DataFAQs Core Services for selecting datasets and FAqT Services, and adding descriptions to datasets.

What we'll cover

This page will walk you through the steps to create a new FAqT evaluation service. By creating and deploying an evaluation service, others will be able to ask what you think about their dataset by calling your service.

Let's get to it

A FAqT Service is a [SADI](SADI Semantic Web Services framework) service that accepts any dataset URI and returns an RDF-encoded evaluation using the FAqT Vocabulary. If a FAqT Service is invoked during an evaluation epoch, it becomes part of the FAqT Brick that accumulates evaluation results and can be browsed using the FAqT Brick Explorer.

How to create a FAqT service

(This is for python, but we switched to Java because python kept falling over on unicode issues).

1. First, git clone your fork of git://github.com/timrdf/DataFAQs.git, which creates a directory DataFAQs on your local system.
1. Decide the local name and relative path of the service that you want to create.
- Choosing our new service's relative path keeps it organized among the other services that we have created.
- The path that we choose organizes the service's source code in our code repository, as well as when it is deployed on a server.
- e.g. services/sadi/faqt/sparql-service-description is the relative path for named-graphs.py in this code repository. Similarly, services/sadi/faqt/sparql-service-description is the (same) relative path for named-graphs, which is the deployment location of the code above, relative to this server.
- Make the directory for the relative path.

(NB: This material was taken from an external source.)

PR #402, opened 2016-09-01
Reusable dispatcher

### LINKED ISSUE #401: raise RuntimeError('Connection Pool already initialized') after restarting update instances
### Steps to reproduce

For example, if the service's relative path is services/sadi/faqt/sparql-service-description, mkdir -p services/sadi/faqt/sparql-service-description from within DataFAQs/.
1. Copy the template.
- cp services/sadi/faqt-template.py <relative-path>/<local-name>, e.g. cp services/sadi/faqt-template.py services/sadi/faqt/sparql-service-description/named-graphs.py
1. Edit your copy of the template to make it your own.
- cd <relative-path> e.g. cd services/sadi/faqt/sparql-service-description/
- vi <local-name>.py e.g. vi named-graphs.py
- 3.A) Replace the value of servicePath = 'services/sadi' (use pwd | sed 's/^.*services/services/').
- 3.B) Replace TEMPLATE-CLASS-NAME with a name for the python class.
- 3.C) Replace TEMPLATE-NAME with a name for the service (will become part of its external URI); use local-name that you chose in Step 1.
- 3.D) Provide a description in the attribute serviceDescriptionText.
- 3.E) [optional] Provide a comment in the attribute comment.
- 3.F) Replace the value of result.protegedc_creator = '' with your email address.
- 3.G) Replace the value of dev_port = 9106 with a port reserved in this list (add a new entry for your service).
1. Implement the process(self, input, output) method.
- Set the return values of getInputClass and getOutputClass to characterize your SADI service.
- Add any new namespace prefixes that you want to use (e.g. ns.register(sd='http://www.w3.org/ns/sparql-service-description#'))
- Evaluate the dataset URI input.subject in def process(self, input, output): and say what you think about it by describing output. (For the SuRF and rdflib concepts, see SADI Semantic Web Services framework)
- Use [Beautiful Soup](FAqT Service using Beautiful Soup) or [Ripple](FAqT Service using Ripple)
- Use SuRF to execute SPARQL queries against the POSTed RDF graph similar to how add-metadata.py does it.
1. Test your service.
- Create sample inputs in <TEMPLATE-NAME>-materials/sample-inputs/ (e.g. mondeca.ttl)
- Temporarily deploy the service on localhost (e.g. python named-graphs.py)
- Invoke the service
  - Modify the example call that the service offers: curl -H "Content-Type: text/turtle" -d @my.ttl http://localhost:9106/named-graphs

How to run a FAqT service locally

Add the following to __main__, like in add-metadata.py.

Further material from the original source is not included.